**Exercise instructions**
Nothing in the data may be altered; the answer is a verbatim copy of it.

**Available records**
------------
PR #127, opened 2020-12-19
Port mergeSTR to cyvcf2

LiterallyUniqueLogin:
Please only do this review once statSTR, qcSTR and dumpSTR have been reviewed and merged into the cyvcf2 branch.

Functional changes are documented in RELEASE_NOTES.rst , other than that the code should work as before, just on cyvcf2 and faster. This seems like one of the modules that will benefit the least from the speed up - I still expect this code to be incredibly slow and not usable at large scales. Happy to discuss thoughts on speeding it up if that's of interest.

There are now tests for AdVNTR and Expansion Hunter and tests that check the output of the code. There is now a utils file in testsupport where the VCF comparison code has been moved to so tests from multiple tools can use it.

As part of this change, I removed some of the rude comments I'd written previously in one of the MergeSTR files. Dredging that up wasn't the point of this review, but I didn't want to leave that there. Apologies for that.


trtools/dumpSTR/tests/test_dumpSTR.py
```diff
@@ -6,6 +6,7 @@
 import vcf
 
 from ..dumpSTR import *
+from trtools.testsupport.utils import assert_same_vcf, assert_same_file
```
nmmsv, line 11: Is this file meant to be deleted? It's in dumpSTR

nmmsv (approved):
I went over them and made a few minor comments. I tried it on my system and it works as expected. Thanks for making these changes!

trtools/mergeSTR/mergeSTR.py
------------
**Exercise answer**
PR #127, opened 2020-12-19
Port mergeSTR to cyvcf2

LiterallyUniqueLogin:
Please only do this review once statSTR, qcSTR and dumpSTR have been reviewed and merged into the cyvcf2 branch.

Functional changes are documented in RELEASE_NOTES.rst , other than that the code should work as before, just on cyvcf2 and faster. This seems like one of the modules that will benefit the least from the speed up - I still expect this code to be incredibly slow and not usable at large scales. Happy to discuss thoughts on speeding it up if that's of interest.

There are now tests for AdVNTR and Expansion Hunter and tests that check the output of the code. There is now a utils file in testsupport where the VCF comparison code has been moved to so tests from multiple tools can use it.

As part of this change, I removed some of the rude comments I'd written previously in one of the MergeSTR files. Dredging that up wasn't the point of this review, but I didn't want to leave that there. Apologies for that.


trtools/dumpSTR/tests/test_dumpSTR.py
```diff
@@ -6,6 +6,7 @@
 import vcf
 
 from ..dumpSTR import *
+from trtools.testsupport.utils import assert_same_vcf, assert_same_file
```
nmmsv, line 11: Is this file meant to be deleted? It's in dumpSTR

nmmsv (approved):
I went over them and made a few minor comments. I tried it on my system and it works as expected. Thanks for making these changes!

trtools/mergeSTR/mergeSTR.py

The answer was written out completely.